I shot him a “don’t push me” look. “Okay, well,” I began, “all I know is that in grad school, they said it was a pseudoscience that kind of died out in the Eighties. They also said that a lot of scam artists were involved, and it had ties to the occult. And I’ve seen that reality TV show Ghost Trappers; they mention parapsychology on there sometimes.”
“Not bad,” Vani said. “Ghost Trappers is the extent of many people’s exposure. Allow me to tell you what parapsychology really is.” She turned to the board and wrote the definition as she spoke it. “It’s the scientific study of psychological phenomena that cannot be explained by the known laws of nature.”
So it was an actual field of study? I sat up straighter in my chair. “You mean things like aura reading, and being an empath?”
“Exactly.” Vani pointed to the hand she’d drawn. “There are five categories of these phenomena. The first is psychokinesis, in which the mind interacts with other people or objects from a distance. There are several sub-categories—the most well-known being telekinesis—but the only one we use here is psychic healing, which encompasses empathic submergence and empath healing.”
“Empath healing is the technique I told you about earlier,” Ben added.
“Right, I remember,” I said, trying to look cool rather than incredulous. “But wait, telekinesis? Isn’t that moving things with your mind?”
“Yes, although the jury’s still out on whether that exists,” Vani said. “Personally, I’ve never seen any evidence of it.”
“That’s because it’s bogus,” Ben grumbled.
Kai tsk-tsked. “Well, aren’t we judgy this afternoon.”
“As I was saying,” Vani said crisply, “that’s the first category.” She wrote “psychokinesis” along one finger of the hand. “The second category is clairvoyance, or the ability to see and know things about people or objects that others can’t.
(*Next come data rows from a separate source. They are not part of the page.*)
Issue #550, opened 2022-07-16
PlayerMock#assertSaid not working correctly with BungeeCord Components


PeachesMLG:
### Is there an existing issue for this?

- [X] I have searched the existing issues

### Are you using the latest version of MockBukkit?

- [X] I am using the latest version of MockBukkit.

### Minecraft Version

1.19

### Describe the bug

Looks like my component isnt being asserted correctly, looks like its messing up due to the colour or something.

### Reproducible Test

```java
    @Test
    public void test(){
        PlayerMock playerMock = serverMock.addPlayer();
        TextComponent previousButton = new TextComponent(ChatColor.translateAlternateColorCodes('&', "&c<<"));
        playerMock.spigot().sendMessage(previousButton);
        playerMock.assertSaid(ChatColor.translateAlternateColorCodes('&',"&c<<"));
    }
```

### Anything else?

Side note, since the update we are serialising messages into json chat components which makes failing tests alot harder to debug, would be cool if we could find a way to make it easier to see the differences
![image](https://user-images.githubusercontent.com/26843204/179371441-27e92cf2-b638-4475-9329-acdbe77bd455.png)

Thorinwasher:
Serialize to minimessage first before printing?

4everTheOne:
Hi @PeachesMLG could you please validate if https://github.com/MockBukkit/MockBukkit/pull/1082 fixed the issue?
Thanks in advance.

4everTheOne:
I'll mark this issue as resolved. If someone identifies that it was not resolved yet we can re-open it

PR #1082, opened 2024-08-18
Refactor messaging system 

4everTheOne:
# Description
According to Paper implementation, the only entity that implements sendMessage methods is the Player.
The code was refactored to comply with this behavior, taking into account the least possible impact on the user.
Additionally to this, the support for Conversation API was added.

# Checklist

# Fixes
- https://github.com/MockBukkit/MockBukkit/issues/550


4everTheOne:
Unfortunately I was not able to find a way to properly unit test the _ConversationTracker_ . If someone has an ideia in how to do it, please let me know.

(The implementation is the same as in Paper)

src/main/java/be/seeseemelk/mockbukkit/entity/PlayerMock.java
```diff
@@ -3354,33 +3396,63 @@ public class PlayerSpigotMock extends Player.Spigot
...
+
+		@Override
+		@Deprecated
+		public void sendMessage(@NotNull ChatMessageType position, @Nullable UUID sender, @NotNull BaseComponent... components)
+		{
+			Preconditions.checkNotNull(position, "Position must not be null");
+			Preconditions.checkNotNull(components, "Component must not be null");
+			Component comp = BungeeComponentSerializer.get().deserialize(components);
+			String serialized = LegacyComponentSerializer.legacySection().serialize(comp);
+			comp = LegacyComponentSerializer.legacySection().deserialize(serialized);
```
4everTheOne, line 3454: This is the fix for the issue mentioned in the description.
After deserialize using Bungeecord API we convert it to a String and back to a component to match the expected behaviour.

Thorinwasher:
> Unfortunately I was not able to find a way to properly unit test the _ConversationTracker_ . If someone has an ideia in how to do it, please let me know.
> 
> (The implementation is the same as in Paper)

Yes, as the implementation is exactly the same as paper, it might not be necessary to test this for now. The only reason to add tests here would be if we later on specifically refactored this code, I honestly don't see that happening, and to be real here, I don't think everything needs to be tested. I would just add some simple tests for this that just tests if a class instance is in the right state after given input and say it's good enough.

src/main/java/be/seeseemelk/mockbukkit/conversations/ConversationTracker.java
```diff
@@ -0,0 +1,83 @@
...
+import org.bukkit.Bukkit;
+import org.bukkit.conversations.Conversation;
+import org.bukkit.conversations.ConversationAbandonedEvent;
+import org.bukkit.conversations.ManuallyAbandonedConversationCanceller;
+
+import java.util.LinkedList;
+import java.util.List;
+import java.util.logging.Level;
+
+public class ConversationTracker
```
Thorinwasher, line 14: Maybe add the @ApiStatus.Internal annotation to this?

Who knows if it needs to be refactored, it's the perfect excuse for us maintainers to not provide backwards compatibility for this

4everTheOne:
This PR has been updated to draft, because of the following:
Comparing CommandSender and Player there's a diference in implementation, the method:
```java
@Override
@Deprecated(forRemoval = true)
public void sendMessage(final @NotNull Identity source, final @NotNull Component message, final @NotNull MessageType type)
{
    Preconditions.checkNotNull(message, "input");
    this.messages.add(message);
}
```
This might be the root cause of the issue, i need to analyse it further.

4everTheOne:
Did not find any other alternative way. This seems the best approach at the moment.

By removing the method mentioned in the previous comment, we lose the information regarding the clickEvent.

src/test/java/be/seeseemelk/mockbukkit/conversations/FakeConversable.java
Thorinwasher, line 1: Can't you use the player mock class instead of this?

This is a mock-mock-implementation (hehe). It's probably better in this case to not test the mock of a mock (whilst mocking), as not doing this would cover more of our code. Or what is the reason behind this?

Thorinwasher (approved):

thelooter:
@4everTheOne could you possibly join the Discord Server? We have a few questions we would like to talk about (don't worry nothing bad ^^)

Aura reading fits in here, along with your other empathic gifts.”
In answer to my questioning look, Ben said, “Your abilities to pick up on other people’s emotions and to form the filaments you told us about.”
I nodded, feigning comprehension.
Vani wrote “clairvoyance” on the second finger. “Third is mediumship, or the ability to communicate with the spirits of the dead. I know you must have heard of that, Cate.”
“Yes.” Those scam psychic hotlines—and any number of scary movies I’d watched in high school that featured psychics sitting in dark rooms, wearing turbans and hoop earrings and staring into crystal balls.
Kai held out his arm and pretended to examine his fingernails. “That’s my area of expertise, in case you were wondering.”
“Oh, wow.” I forced myself to smile and nod. Kai, a medium; that seemed to fit. Anyone who believed they could talk to the dead must have an extremely fertile imagination, and Kai definitely had one if he believed in crystals and totems. Not that I doubted Kai’s sincerity, just his sense of reality.